=== DATASET EXTRACT ===
========================================================================
PR #8141, opened 2024-10-01
Environment halting and Agents pausing

hlloreda:
# Description

Remaining things:
- [x] Clean
- [x] Remove old todos
- [x] Fix broken test

# Self Check:

- [ ] Changelog entry


src/inmanta/server/agentmanager.py
```diff
@@ -210,14 +210,16 @@ async def halt_agents(self, env: data.Environment, connection: Optional[asyncpg.
         Halts all agents for an environment. Persists prior paused state.
         """
         await data.Agent.persist_on_halt(env.id, connection=connection)
-        await self._pause_agent(env, connection=connection)
+        await self._stop_agent(env, connection=connection)
```
hlloreda, line 213: before creating new executor if env not paused and agent not paused

hlloreda:
@wouterdb Indeed, as discussed, the first approach would be better:
image

image

The list of things I would need to implement are:
- [ ]  The Scheduler will need to read from the DB about agent instances + Environment when it starts / is notified by the Server that something has changed
- [ ] Refactor the current implementation to make sure that we don't restart an agent if the environment is resumed (this will depend on the boolean of the agent)
- [ ] Add test where the agent is paused and then the Scheduler dies -> make sure that the agent stays in paused state
- [ ] Add test where the agent is paused and then the the environment is resumed -> make sure that the agent stays in paused state (this will depend on the boolean of the agent, need to test both cases)

Do you see anything else?

wouterdb:
one more thing: an agent with no resources is paused, it receives first resource, the scheduler doesn't start it

src/inmanta/server/agentmanager.py
```diff
@@ -243,57 +243,87 @@ async def agent_action(self, env: data.Environment, name: str, action: AgentActi
...
+                if not live_session:
+                    await self._autostarted_agent_manager._ensure_scheduler(env)
+                    live_session = self.tid_endpoint_to_session.get(key)
+                    assert live_session
+
+                if endpoint is not None and endpoint != const.AGENT_SCHEDULER_ID:
+                    # We don't need to do this when the environment is resumed because the scheduler will need to have updated
+                    # information related to agents (being paused) and in order to have that, this transaction needs to
+                    # finish first
+                    await live_session.get_client().set_state(endpoint, enabled=False)
```
hlloreda, line 278: Maybe I should refactor this to avoid having almost identical blocks of code

src/inmanta/deploy/scheduler.py
```diff
@@ -357,6 +382,43 @@ async def _run_for_agent(self, agent: str) -> None:
...
+            - If the agent is not paused: It will make sure that the agent is running.
+            - If the agent is paused: Stop a particular agent.
+
+        :param name: The name of the agent
+        """
+        requested_agent = await data.Agent.get(env=self.environment, endpoint=name)
+
+        # This should never occur as the Scheduler is creating these 'agents'!
+        if requested_agent and name not in self._state.agent_status:
+            raise RuntimeError("Agent exists in Database but not in the Scheduler state!")
```
wouterdb, line 403: How do you know?  You have no control over when this method is called? (The server calls it)

src/inmanta/deploy/scheduler.py
```diff
@@ -357,6 +382,43 @@ async def _run_for_agent(self, agent: str) -> None:
 
             self._work.agent_queues.task_done(agent, task)
 
+    async def is_running(self) -> bool:
```
wouterdb, line 385: this is a bit of a weird name, is doesn't say of the scheduler is running or not, but if, according to the DB, it should be running?

src/inmanta/deploy/scheduler.py
```diff
@@ -158,6 +158,7 @@ def reset(self) -> None:
     async def start(self) -> None:
         self.reset()
         self._running = True
+        await self.read_agent_instances()
```
wouterdb, line 161: Why is this? It will read them again if/when they are started?

src/inmanta/deploy/scheduler.py
```diff
@@ -357,6 +382,43 @@ async def _run_for_agent(self, agent: str) -> None:
...
+        :param name: The name of the agent
+        """
+        requested_agent = await data.Agent.get(env=self.environment, endpoint=name)
+
+        # This should never occur as the Scheduler is creating these 'agents'!
+        if requested_agent and name not in self._state.agent_status:
+            raise RuntimeError("Agent exists in Database but not in the Scheduler state!")
+
+        if name not in self._state.agent_status and requested_agent is None:
+            raise LookupError(f"The agent `{name}` does not exist!")
```
wouterdb, line 406: How do you know? You have no control over when this method is called? (The server calls it)

src/inmanta/deploy/scheduler.py
```diff
@@ -357,6 +382,43 @@ async def _run_for_agent(self, agent: str) -> None:
...
+
+        if requested_agent.paused:
+            # We don't need to stop it, through the executor manager, because it will taking new task from the queue,
+            # so it will time out eventually
+            self._state.agent_status[name] = AgentStatus.STOPPED
+        else:
+            old_status = self._state.agent_status[name]
+            self._state.agent_status[name] = AgentStatus.STARTED
+            if old_status != AgentStatus.STARTED and (name not in self._workers or self._workers[name].done()):
+                self._start_for_agent(name)
```
wouterdb, line 420: this code path will go to the database twice, seems a bit wasteful?

src/inmanta/deploy/scheduler.py
```diff
@@ -344,11 +358,22 @@ async def _new_version(
...
+        sure that it's allowed to run."""
+        current_environment = await Environment.get_by_id(self.environment)
+        assert current_environment
+        if current_environment.halted:
+            return
+
+        await data.Agent(environment=self.environment, name=agent).insert_if_not_exist()
+        # We need to retrieve the actual state to see if the agent is actually paused (if it existed before)
+        agent_state = await data.Agent.get(env=self.environment, endpoint=agent)
+        self._state.agent_status[agent] = AgentStatus.STOPPED if agent_state.paused else AgentStatus.STARTED
```
wouterdb, line 374: I wonder if we want to have `started`, `stopped` and `stopping` states?

src/inmanta/deploy/scheduler.py
wouterdb: I think this may also cause an agent to not run at all. The fact that the task isn't done doesn't mean it won't fall flat on its face soon.... 


I think this code should go into a nice little object, so there is an overview.

src/inmanta/deploy/state.py
```diff
@@ -149,6 +161,7 @@ class ResourceState:
     status: ResourceStatus
     deployment_result: DeploymentResult
     blocked: BlockedStatus
+    agent_status: AgentStatus
```
wouterdb, line 164: This is believe is not something we have in the design?

src/inmanta/server/agentmanager.py
```diff
@@ -243,57 +243,87 @@ async def agent_action(self, env: data.Environment, name: str, action: AgentActi
...
         elif action is AgentAction.keep_paused_on_resume:
             await self._set_unpause_on_resume(env, should_be_unpaused_on_resume=False, endpoint=name)
         elif action is AgentAction.unpause_on_resume:
             await self._set_unpause_on_resume(env, should_be_unpaused_on_resume=True, endpoint=name)
         else:
             raise BadRequest(f"Unknown agent action: {action.name}")
 
-    async def _pause_agent(
+    async def _stop_agent(
         self, env: data.Environment, endpoint: Optional[str] = None, connection: Optional[asyncpg.connection.Connection] = None
```
wouterdb, line 257: Could you describe what is changed here, as I can't make sense of it.  (and this code is extremely sensitive)

src/inmanta/server/agentmanager.py
```diff
@@ -243,57 +243,87 @@ async def agent_action(self, env: data.Environment, name: str, action: AgentActi
...
-                        self.tid_endpoint_to_session[key] = session
-                        await session.get_client().set_state(agent_name, enabled=True)
-                        endpoints_with_new_primary.append((agent_name, session.id))
-            await data.Agent.update_primary(
-                env.id, endpoints_with_new_primary, now=datetime.now().astimezone(), connection=connection
-            )
+                    await self._autostarted_agent_manager._ensure_scheduler(env)
+                    live_session = self.tid_endpoint_to_session.get(key)
+                    assert live_session
+                    self.tid_endpoint_to_session[key] = live_session
```
wouterdb, line 305: why assign it back?

src/inmanta/server/agentmanager.py
```diff
@@ -1025,16 +1061,29 @@ async def stop_agents(
...
-                self._remove_venv_for_agent_in_env(env.id)
-
-            LOGGER.debug("Expiring all sessions for %s", env.id)
-            await self._agent_manager.expire_all_sessions_for_environment(env.id)
+            if opt.server_use_resource_scheduler.get():
+                agent_client = self._agent_manager.get_agent_client(
+                    tid=env.id, endpoint=const.AGENT_SCHEDULER_ID, live_agent_only=False
+                )
+                if agent_client is None:
+                    await self._ensure_scheduler(env)
```
wouterdb, line 1069: Why start it if we want to stop it?

tests/agent_server/deploy/e2e/test_autostarted.py
```diff
@@ -244,3 +252,677 @@ def repaired() -> bool:
...
+                    or len(process_mapping["pg_ctl"]) == 1
+                    and len(process_mapping["python"]) == 1
+                    and len(process_mapping["inmanta fork server"]) == 1
+                )
+            case 4:
+                return (
+                    len(process_mapping["pg_ctl"]) == 1
+                    and len(process_mapping["python"]) == 2
+                    and len(process_mapping["inmanta fork server"]) == 1
+                )
```
wouterdb, line 360: Why this odd structure? Why not just pass in a list of processes and remove these that are allowed in stead of enumerating the possibilities?

Is it sufficient to check only `python` and nothing more?

tests/agent_server/deploy/e2e/test_autostarted.py
```diff
@@ -244,3 +252,677 @@ def repaired() -> bool:
...
+    environment,
+    no_agent_backoff,
+    auto_start_agent: bool,
+    should_time_out: bool,
+    time_to_sleep: int,
+):
+    """
+    Verify that the new scheduler can actually halt an ongoing deployment and can resume it when the user requests it
+    """
+    current_pid = ensure_consistent_starting_point
```
wouterdb, line 409: this could do with some inline comments to show what is going on, for all of them

wouterdb (changes requested):

src/inmanta/data/__init__.py
```diff
@@ -1494,6 +1494,21 @@ async def insert(self, connection: Optional[asyncpg.connection.Connection] = Non
...
+        Insert a new document based on the instance passed if it does not exist. Validation is done based on the defined fields.
+        """
+        (column_names, values) = self._get_column_names_and_values()
+        column_names_as_sql_string = ",".join(column_names)
+        values_as_parameterized_sql_string = ",".join(["$" + str(i) for i in range(1, len(values) + 1)])
+        query = (
+            f"INSERT INTO {self.table_name()} "
+            f"({column_names_as_sql_string}) "
+            f"VALUES ({values_as_parameterized_sql_string}) "
+            "ON CONFLICT DO NOTHING"
```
========================================================================
=== WHAT YOU ARE ASKED TO DO ===
Note each line of the material holding "before" and copy it out.

=== WRITTEN REPLY ===
hlloreda, line 213: before creating new executor if env not paused and agent not paused
+        # We need to retrieve the actual state to see if the agent is actually paused (if it existed before)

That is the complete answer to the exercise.